- **EXERCISE BRIEF**: Check each line below for "problems" and report how many have it, nothing else.

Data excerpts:
PR #1237, opened 2023-05-18
avoid relying on __dirname global constant

### LINKED ISSUE #1235: __dirname err - module build of jimp
IT shoud do No error when using bundlers like Vite

 **__dirname is not defined in ES module scope error**

on this line:
const dir=process.env.DIRNAME||`${__dirname}/../`,print=()=>({constants:{measureText,measureTextHeight,FONT_SANS_8_BLACK:

im using typescript 4.9
syntethicdefaults import true 
but importing es module version 'jimp/es'

1. create importjimp.ts with following:
```
 import configure from "@jimp/custom";
import types from "@jimp/types";
import plugins from "@jimp/plugins";
export default configure({
  types: [types],
  plugins: [plugins]
});
```

2. import jimp from importjimp.ts and use somewhere in code read from buffer `await Jimp.read(Buffer.from( `
3. use Vite as bundler 
with following configs
...

```
import path from 'path'
import {builtinModules} from 'module'
import {VitePluginNode} from 'vite-plugin-node';
import checker from 'vite-plugin-checker';
// Configure Vitest (https://vitest.dev/config/)
import {defineConfig, ViteDevServer, Connect, loadEnv} from 'vite'

... // relevant part of the vite config
ssr:{  noExternal: true },
plugins: [
  
      checker({
        typescript: true,
      }),
      ...VitePluginNode({
        adapter: 'express',
        appPath: AppMainPath,
        exportName: 'viteNodeApp',
        tsCompiler: 'esbuild',
        swcOptions: {}
      }),
    ],

    test: {
      /* for example, use global to avoid globals imports (describe, test, expect): */
      // globals: true,
    },
    resolve: {
      alias: {
        '@': path.resolve(__dirname, 'src'),
     
      },
    },
    build:
    {
      target: 'esnext',//or module
      ssr: AppMainPath,

      minify: true,// for-dev false
      manifest: true,
      commonjsOptions: {
        transformMixedEsModules: true,
      },
      rollupOptions: {
        input: AppMainPath, // in case we have problem with some deps,
        // but rather remove them to make clean build!
        external: builtinModules
      },
      outDir: './dist'
    }
  }
```
5. create build using vite - `vite build --ssr`
6. run vite preview - of that build - there are no externals so jimp gets compiled in bundle  
  or run the file build directly using node like: node dist/server.mjs
5. you get it... 

**Screenshots**

using gimp in backend app, hosted via vite with typescript option, es module compilation fails although using jimp/es

- Jimp Version: 0.22.7
- Operating System: linux
- Node version:18.3

## Failure Logs
ReferenceError: __dirname is not defined in ES module scope
    at file:///..app/dist/server.mjs:474:21033
    at ModuleJob.run (node:internal/modules/esm/module_job:194:25)

### sugested fix  - in your source - quite straightforward
https://stackabuse.com/bytes/fix-dirname-is-not-defined-in-es-module-scope-in-javascript-node/

Javier-Rotelli:
Fixes #1235

# What's Changing and Why
Removed usage of global variable `__dirname` to avoid errors when bundling with rollup

## Tasks

- [ ] Add tests
- [ ] Update Documentation
- [ ] Update `jimp.d.ts`

### DIFF
--- a/packages/plugin-print/src/index.js
+++ b/packages/plugin-print/src/index.js
@@ -1,7 +1,11 @@
 import Path from "path";
+import Url from 'url';
 import bMFont from "load-bmfont";
 import { isNodePattern, throwError } from "@jimp/utils";
 import { measureText, measureTextHeight, splitLines } from "./measure-text";
+
+const __filename = url.fileURLToPath(import.meta.url);
+const __dirname = Path.dirname(__filename);
 
 function xOffsetBasedOnAlignment(constants, font, line, maxWidth, alignment) {
   if (alignment === constants.HORIZONTAL_ALIGN_LEFT) {


packages/plugin-print/src/index.js
```diff
@@ -1,8 +1,12 @@
 import Path from "path";
+import Url from 'url';
 import bMFont from "load-bmfont";
 import { isNodePattern, throwError } from "@jimp/utils";
 import { measureText, measureTextHeight, splitLines } from "./measure-text";
 
+const __filename = url.fileURLToPath(import.meta.url);
```
hipstersmoothie, line 7: Does all compiled output have the correct code here?

ex:

- cjs
- esm
- browser

Once verified will merge

hipstersmoothie (changes requested):

hipstersmoothie:
We would have to make sure it works for all envs, not just modules

hipstersmoothie:
Fix in https://github.com/jimp-dev/jimp/pull/1310

Issue #980, opened 2021-01-12
The "chunk" argument must be of type string or an instance of Buffer or Uint8Array. Received an instance of Promise


proginter:
# Expected Behavior
I need it will not kill the program because of an error I dont know why is happening

# Current Behavior
I get sometimes error, I dont know when, but it not on my code.

events.js:292
      throw er; // Unhandled 'error' event
      ^
TypeError [ERR_INVALID_ARG_TYPE]: The "chunk" argument must be of type string or an instance of Buffer or Uint8Array. Received an instance of Promise
    at WriteStream.Writable.write (internal/streams/writable.js:285:13)
    at WriteStream.<anonymous> (/home/XXX/domains/XXX.com/public_html/server/node_modules/@jimp/core/dist/index.js:589:18)
    at WriteStream.emit (events.js:315:20)
    at internal/fs/streams.js:380:12
    at FSReqCallback.oncomplete (fs.js:171:23)
Emitted 'error' event on process instance at:
    at emitUnhandledRejectionOrErr (internal/event_target.js:545:11)
    at MessagePort.[nodejs.internal.kHybridDispatch] (internal/event_target.js:358:9)
    at MessagePort.exports.emitMessage (internal/per_context/messageport.js:18:26) {
  code: 'ERR_INVALID_ARG_TYPE'
}

# Failure Information (for bugs)
An error, it happening 1 - 2 times in a day I dont know why, but I using your library to resize and compress images.

## Steps to Reproduce

**Screenshots**

## Context

- Jimp Version: 0.13.0
- Operating System: Centos 7 64bit
- Node version: 14.15.4

## Failure Logs

Thank you!

marinoandrea:
I am getting the same error on version `0.16.1` and node `15.8.0` while performing `Jimp.writeAsync`. 
The error must be inside some callback since try-catching does not help.

agincel:
I'm encountering this same issue.

WannaBeChay:
Same issue.

TunjiDev:
Same issue, how do we resolve this pls?

WannaBeChay:
U are talking about, my problem on stackoverflow ?

Em ter., 3 de ago. de 2021 às 11:27, Igbatayo Adetunji <
***@***.***> escreveu:

flixcheck:
[...]

Issue #1056, opened 2022-01-04
getBase64Async returning stringified Promise


nolmsted:
When using the getBase64Async function, a string like the following is returned 
`data:image/gif;base64,[object Promise]`

Looking at the source at this link ->
https://github.com/oliver-moran/jimp/blob/53ff9d1266207f7f674233f465ec358274510511/packages/core/src/index.js#L595

I'm guessing that the getBase64Async function is still calling the synchronous getBuffer()  rather than the async version. I was able to work around the issue with the following 

`image.getBufferAsync(image.getMIME()).then(data => {
       src = 'data:' + image.getMIME() + ';base64,' + data.toString('base64');`

rdobda-gaia:
After upgrading to node 16, getBufferAsync is timing out on large files. I tried switching to getBase64Async then building a buffer from that result and it mostly worked until i hit this issue, which oddly only happened in some cases and not in others. If the solution is to go back to getBufferAsync then it's an infinite loop of problems.

hipstersmoothie:
@nolmsted would you mind submitting a fix for this?

hipstersmoothie:
:rocket: Issue was released in [`v1.0.2`](https://github.com/jimp-dev/jimp/releases/tag/v1.0.2) :rocket:

PR #1239, opened 2023-05-29
Encoder for GIF provides a Promise to getBuffer when a string, Buffer, or Uint8Array is expected

stevezac-osu:
Fixing Issue 980: The 'chunk' argument must be of type string or an Instance of Buffer or Uint8Array. Received an instance of Promise.

# What's Changing and Why
On jimp/packages/core/src/utils/image-bitmap.js getBuffer(mime, cb) function, the method is intended to provide a string or a buffer to a callback function so that the callback can consume such buffer (typically with the Write function).

However, occasionally the following error will occur ( see also #980 ):

```
internal/streams/writable.js:285
      throw new ERR_INVALID_ARG_TYPE(
      ^

TypeError [ERR_INVALID_ARG_TYPE]: The "chunk" argument must be of type string or an instance of Buffer or Uint8Array. Received an instance of Promise
    at new NodeError (internal/errors.js:322:7)
    at WriteStream.Writable.write (internal/streams/writable.js:285:13)
    at WriteStream.<anonymous> (/home/zachs1590/cs464-jimp-testing/node_modules/@jimp/core/dist/index.js:462:16)
    at WriteStream.emit (events.js:400:28)
    at internal/fs/streams.js:340:12
    at FSReqCallback.oncomplete (fs.js:180:23) {
  code: 'ERR_INVALID_ARG_TYPE'
```

I traced the issue back to the fact that one of the encoders, the GIF encoder, consistently returns a promise rather than a string or a buffer response.  See jimp/packages/type-gif/src/index.js line 34.

Rather than solve this issue at the GIF encoder (if that could be solved at all), it seemed like a better idea to make the get buffer function more robust by permitting encoders to return a promise as a valid data type and handle such a response gracefully.

Accordingly, on jimp/packages/core/src/utils/image-bitmap.js getBuffer(mime, cb), I have added

```js
  if (this.constructor.encoders[mime]) {
    const buffer = this.constructor.encoders[mime](this);
    //Typically, buffers return a string or map.  However, the gif library "gifwrap" seemingly returns promises.
    if(buffer instanceof Promise){
      //trigger the callback when the promise has been resolved
      buffer.then((buff) => {
        cb.call(this, null, buff);
      })
    } else {
      cb.call(this, null, buffer);
    }
```
n/a

### DIFF
--- a/packages/core/src/utils/image-bitmap.js
+++ b/packages/core/src/utils/image-bitmap.js
@@ -225,7 +225,15 @@ export function getBuffer(mime, cb) {
 
   if (this.constructor.encoders[mime]) {
     const buffer = this.constructor.encoders[mime](this);
-    cb.call(this, null, buffer);
+    //Typically, buffers return a string or map.  However, the gif library "gifwrap" seemingly returns promises.
+    if(buffer instanceof Promise){
+      //trigger the callback when the promise has been resolved
+      buffer.then((buff) => {
+        cb.call(this, null, buff);
+      })
+    } else {
+      cb.call(this, null, buffer);
+    }
   } else {
     return throwError.call(this, "Unsupported MIME type: " + mime, cb);
   }
--- a/packages/core/src/utils/image-bitmap.js
+++ b/packages/core/src/utils/image-bitmap.js
@@ -225,12 +225,12 @@ export function getBuffer(mime, cb) {
 
   if (this.constructor.encoders[mime]) {
     const buffer = this.constructor.encoders[mime](this);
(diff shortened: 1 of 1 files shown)


stevezac-osu:
Please note -- I also think this solves #1056

jasonz1987:
please merge this pr.

jbwebtech:
@stevezac-osu  thank you for finding (and fixing!) the issue many of us are experiencing.  I implemented your change locally, and it worked great!  👍🎉

PR #1290, opened 2024-05-26
Replace Lenna test image.

scosman:
# What's Changing and Why

Replace Lenna test image.

See: https://en.wikipedia.org/wiki/Lenna#Criticism for context

Discussion/prior okay here: https://github.com/jimp-dev/jimp/issues/711

New image is royalty free from Kodak: https://github.com/lemire/kodakimagecollection

I'm no expert in this project, but seems pretty safe

## Tasks

- [ x ] Add tests -- no additions, but updated tests to use new image.
- [ x ] Update Documentation
- [ na ] Update `jimp.d.ts`
- [ na ] Add [SemVer](https://semver.org/) Label - not required as doesn't change functionality, just docs/tests


hipstersmoothie:
Made sure to remove this in the v1. Thanks for your patience!

PR #6104, opened 2022-03-09
Fix resolution datasource-properties suggestion bug

### LINKED ISSUE #6057: Don’t show datasource-properties.json suggestions if diff is trivial
In the dataset settings view, the backend sends a “suggested” datasource-properties.json. If there is a diff to the existing one, the user is notified about this. A kind of diff that happened a few times is isotropic wkw resolutions expressed as `1` vs `[1, 1, 1]`. This diff is trivial and should not be displayed to the user.
Possible solution:
 - in frontend, detect trivial diffs
 - in backend, always write isotropic (could even send this for “old” ones that have just `1` when reserializing)
   - this may just be changing the `Left` case to  `case Left(r)  => Vec3Int.Vec3IntWrites.writes(Vec3Int(r, r, r))` in `ResolutionFormatHelper`
 - in backend, take previous existing datasource as input and take the format present there for the newly inferred datasource.

Compare discussion in https://scm.slack.com/archives/C5AKLAV0B/p1645109446016519

leowe:
- Fix preview of recommended config differed in isotropic resolutions (`1` vs `[1,1,1]`)
- Removed internal representation of single int, instead are only using `Vec3Int`
- Also changed the proxy addresses to use `127.0.0.1` instead of `localhost` to make it work on macOS

- https://___.webknossos.xyz

### Steps to test:
- change `datasource-config.json` on disk to have `1` as resolution and check in the datasource settings in webKnossos whether there are suggested changes regarding the resolution

### Issues:
- fixes #6057

------
- [x] Ready for review


fm3 (approved):
Awesome :rocket: 
image This I like :D

Please wait with merging until https://github.com/scalableminds/webknossos/pull/6103 is through, since that one was requested for today

PR #6111, opened 2022-03-12
adapt readme for m1-mac setups

normanrz:
Makes changes to the readme in order to better support installations on M1-based Macs.
Also, gets rid of the `webpack.pid` file, that doesn't seem to be used anywhere and creates problems, because the `target` folder is not always available when running `yarn start` for the first time (race condition with sbt).

- [x] Ready for review


philippotto (approved):
:+1: can't say anything about the m1 stuff, though.

leowe (approved):
Nice! To be sure that this installation actually works, we'd probably need a fresh install or a VM setup or something. For now, this looks exactly like the things we did at my laptop.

- **YOUR RESPONSE**: 2